While the Department notes that the Guidance does not impose new requirements beyond NYDFS’s cybersecurity regulation codified at 23 NYCRR Part 500 (the “Cybersecurity Regulation”), the Guidance points to the Cybersecurity Regulation as a framework to assess and address AI-related cybersecurity risks. Entities regulated by the NYDFS (“Covered Entities”) would be well-advised to incorporate the Department’s guidance into their risk assessments, a core component of the Cybersecurity Regulation.

Regulatory Implications

The NYDFS Guidance highlights critical cybersecurity risks tied to the growing reliance on artificial intelligence (AI), urging Covered Entities to adapt their frameworks to address both malicious and legitimate AI applications. Key takeaways include:

  • Malicious Use of AI: Threat actors increasingly use AI to enhance social engineering, such as creating deepfakes for phishing attacks or automating hacking processes. This raises the stakes for implementing stronger access controls, like multi-factor authentication (MFA) resistant to AI manipulation.

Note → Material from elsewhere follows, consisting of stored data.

PR #336, opened 2020-08-27
Try to setup secondsAfterCompletion to clean up workflows

fridex:

- [x] No

I tried to debug why workflows do not get deleted. It looks like service account has correct perms and all the rest looks configured correctly. Let's try to experiment with `secondsAfterCompletion` and see if it helps.


pacospace (approved):
:+1: sounds and we should not have a problem with SLI/SLO as we will get metrics from Argo workflows about success/fails/ etc..

PR #2335, opened 2022-02-08
feat(prow): Enable override in open-services-group

tumido:
Override doesn't work in open-services-group. This should fix it.

https://github.com/open-services-group/community/pull/49#issuecomment-1032983342


harshad16 (approved):
lgtm
thanks :100:

PR #2345, opened 2022-02-14
Add missing dependency indexes env var for solver

fridex:


fridex:
Merging to make sure the functionality is in place.

PR #2356, opened 2022-02-15
Add a view for backlog refining to triage-party

codificat:

No

## Description

This adds rules to triage-party to show a list of issues that have `priority/backlog` or `priority/awaiting-more-evidence` so that they can be periodically reviewed.

Also restrict the `needs-triage` list to issues without a `triage/foo` label. This should not happen, but unfortunately it still does, and it clutters the view. The conflicting ones can be seen in the "inconsistencies" tab


codificat:
This is tested locally and works, so I am going to
/approve
to have it available online

Issue #2294, opened 2022-01-31
Merge Grafana dashboards of different deployments using variables


pacospace:
**Is your feature request related to a problem? Please describe.**
In order to avoid maintaining two or more json, let's merge dashboards using variables

**Describe the solution you'd like**
- identify variables across clusters
- merge dashboards
- add a description on top of each of the variables.

**Describe alternatives you've considered**
Have one dashboard type per deployment

**Additional context**

PR #2362, opened 2022-02-17
Merge overlays dashboards using variables

pacospace:

Related-To: https://github.com/thoth-station/thoth-application/issues/2294

This PR:
- Merges all dashboards with variables, so that no overlays are required and we can maintain one dashboard per class. (this is possible because Thanos default data source collect data from all overlays)
- Fixes labels in some dashbords (User-API dashboard -> `endpoint` -> `exported_endpoint`)
- Add README with description of all dashboards, how to add new ones and how to updated existing ones.


harshad16:
@pacospace have you got a chance to test this in grafana ?
(i know you would have created the dashboard in the grafana), asking from the perspective of the metrics, does the dashboard shows the metrics on the toggle between options.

  • Legitimate Use Risks: Organizations leveraging AI tools often process large volumes of sensitive data, making them prime targets for cyberattacks. Additionally, dependency on third-party AI providers introduces supply chain vulnerabilities that require proactive management.

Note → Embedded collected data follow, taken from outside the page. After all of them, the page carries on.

PR #2375, opened 2022-02-23
Increase adviser memory limit and requests

fridex:

Related: https://github.com/thoth-station/adviser/issues/2272

## Description

Let's increase memory requests and limits. I'm not sure if this will help, but worth trying. I think we will need to do some optimization here (either adjusting heuristics or checking memory consumption of objects on adviser side). This is a very first attempt to check what's wrong.

### DIFF
--- a/adviser/base/argo-workflows/advise.yaml
+++ b/adviser/base/argo-workflows/advise.yaml
@@ -235,10 +235,10 @@ spec:
         resources:
           limits:
             cpu: 1.1
-            memory: 6Gi
+            memory: 10Gi
           requests:
             cpu: 1.1
-            memory: 6Gi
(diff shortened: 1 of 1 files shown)


harshad16 (changes requested):
Ack on the change.
However this would be overrided as we patch resources in overlays 
please update this files : https://github.com/thoth-station/thoth-application/blob/master/adviser/overlays/aws-prod/advise-resources-patch.yaml

Also our test cluster doesn't have such resource, that why we have individual patch in the system.

fridex:
Thanks. I will try to experiment with one memory optimization in adviser. Let's see if it will work 👍🏻 

/close

Issue #2393, opened 2022-02-28
sprint production release v2022.03.14


harshad16:
Hello, Thoth-station!

This Issue would be used for the current sprint cycle production release.
By the end of the sprint cycle, we will consolidate the information of thoth-station components features upgrade and fixes in this issue.

/kind documentation
/area release-eng
/triage accepted
/milestone 2022.03.14
/priority important-soon

fridex:
**Notify users when they use PyTorch index**

Newly, the resolver notifies users if they consume releases from the PyTorch index.

* https://github.com/thoth-station/adviser/pull/2279

fridex:
**Memory optimizer in adviser**

If Thoth's adviser consumes too much memory and is killed on OOM in a deployment, a memory optimizer can be turned on. The memory optimizer removes data from some of the internal data structures to optimize memory consumption. This can slow down to finding a resolved set of dependencies.

* https://github.com/thoth-station/adviser/issues/2203
* https://github.com/thoth-station/adviser/pull/2280

harshad16:
we have completed the release for v2022.02.28 :tada: :confetti_ball: :partying_face: 

### Features

**Notify users when they use PyTorch index**

Newly, the resolver notifies users if they consume releases from the PyTorch index.

* https://github.com/thoth-station/adviser/pull/2279

**Memory optimizer in adviser**

If Thoth's adviser consumes too much memory and is killed on OOM in a deployment, a memory optimizer can be turned on. The memory optimizer removes data from some of the internal data structures to optimize memory consumption. This can slow down finding a resolved set of dependencies or making the search not that optimal. Users, however, can get results instead of OOM.

* https://github.com/thoth-station/adviser/issues/2203
* https://github.com/thoth-station/adviser/pull/2280
* https://github.com/thoth-station/thoth-application/pull/2395

**Created new handler that uses image analysis results and generate new prescriptions**

Automatically propagated from the container image analyses - the container image analysis would provide how Pipfile looked like on image build and that information will be part of the image analyses information derived by package-extract (similarly as we propagate information about RPM packages). In this case, we implemented a handler in prescriptions-refresh-job that:
* checks what ps images are hosted on quay
* ask what is the container image analysis result and how the Pipfile looked like during the build
* automatically create prescriptions based on direct dependencies in Pipfile

References:
* https://github.com/thoth-station/core/issues/343
* https://github.com/thoth-station/prescriptions-refresh-job/issues/87
[...]

PR #2394, opened 2022-02-28
Reduce CPU used by adviser on AWS prod

fridex:
## Description

Reduce CPU allocated per adviser run. Adviser uses 2 processes, one is CPU expensive, the other one is not that CPU expensive. 2.5 CPU look too much to allocate per an adviser run.

### DIFF
--- a/adviser/overlays/aws-prod/advise-resources-patch.yaml
+++ b/adviser/overlays/aws-prod/advise-resources-patch.yaml
@@ -3,7 +3,7 @@
   value:
     requests:
       memory: "6Gi"
-      cpu: "2.5"
+      cpu: "1.1"
     limits:
       memory: "6Gi"
-      cpu: "2.5"
+      cpu: "1.1"


fridex:
/assign @harshad16 

Do you have some metrics on this? I think 2.5 CPU is too much to allocate in this case.

harshad16:
> Do you have some metrics on this? I think 2.5 CPU is too much to allocate in this case.

we don't have direct metrics dashboard in grafana
however if when user executes an advisor run, we can see the CPU metrics like this:
https://console-openshift-console.apps.balrog.aws.operate-first.cloud/monitoring/query-browser?query0=sum%28kube_pod_resource_limit%7Bresource%3D%27cpu%27%2Cpod%3D%27adviser-220303140706-cdd2fa9faf996ade-1132623225%27%2Cnamespace%3D%27thoth-backend-prod%27%7D%29&query1=sum%28kube_pod_resource_request%7Bresource%3D%27cpu%27%2Cpod%3D%27adviser-220303140706-cdd2fa9faf996ade-1132623225%27%2Cnamespace%3D%27thoth-backend-prod%27%7D%29+BY+%28pod%2C+namespace%29
it seems like it utilize or at least touch 2.5m CPU

harshad16:
Interesting find ,cpu is not being used much 
however memory is going to oom for stack like this: https://github.com/aicoe-aiops/ocp-ci-analysis/blob/master/Pipfile
adviser-run

goern:
@fridex just out of curiosity, can we correlate the incr in memory usage with the source code allocating the memory?

fridex:
@goern Memory management should be improved with the recent changes - https://github.com/thoth-station/thoth-application/issues/2393#issuecomment-1054582150 The changes should be part of the next release. We were not observing any OOM in the stage environment with the linked change.

@harshad16 I would expect CPU to be used in later phases of the resolution process when the adviser does not talk to the database that much and rather uses cached results. Given the implementation, I would be very surprised if the implementation would use more than 1.5 CPU - we spawn two processes, one just makes sure proper memory management is done and controls child (ex. when the CPU time exceeds).

harshad16 (approved):
lgtm
thanks :100:

goern:
> @fridex just out of curiosity, can we correlate the incr in memory usage with the source code allocating the memory?

I was more wondering if we are able to link both: metrics and source code.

  • Integration into Existing Regulations: While the Guidance doesn’t introduce new rules, it ties AI-related risks to the existing Cybersecurity Regulation under 23 NYCRR Part 500. This integration emphasizes risk assessments, incident response plans, and board-level accountability.

With these developments, NYDFS signals that AI-related risks are not a future concern but an immediate challenge requiring urgent attention.

Practical Guidance for Firms

Adapting to the NYDFS Guidance requires proactive measures that align with existing cybersecurity frameworks. Firms can focus on the following areas:

Revise Risk Assessments: 

  • Incorporate AI-related vulnerabilities, including those from third-party providers, into existing risk evaluations. 

  • Update these assessments regularly to reflect advances in AI technologies and evolving threats.

Strengthen Access Controls:

  • Implement MFA solutions that can counter AI-driven spoofing attempts.

  • Consider biometric authentication technologies with anti-spoofing capabilities.

Enhance Data Governance:

  • Maintain detailed inventories of AI-integrated systems.

  • Minimize data collection and ensure robust disposal policies for nonpublic information (NPI).

Train Your Workforce:

  • Educate staff on identifying AI-enhanced attacks, such as deepfakes or AI-driven phishing.

  • Include specific training for leadership to ensure they thoroughly understand and effectively oversee AI-related risks.

Bolster Third-Party Oversight:

  • Update vendor contracts to include AI-specific security guarantees.

  • Conduct regular audits to verify third-party compliance with secure data practices.

InnReg specializes in helping firms integrate these measures into their operations, offering services such as customized risk assessments and vendor oversight strategies.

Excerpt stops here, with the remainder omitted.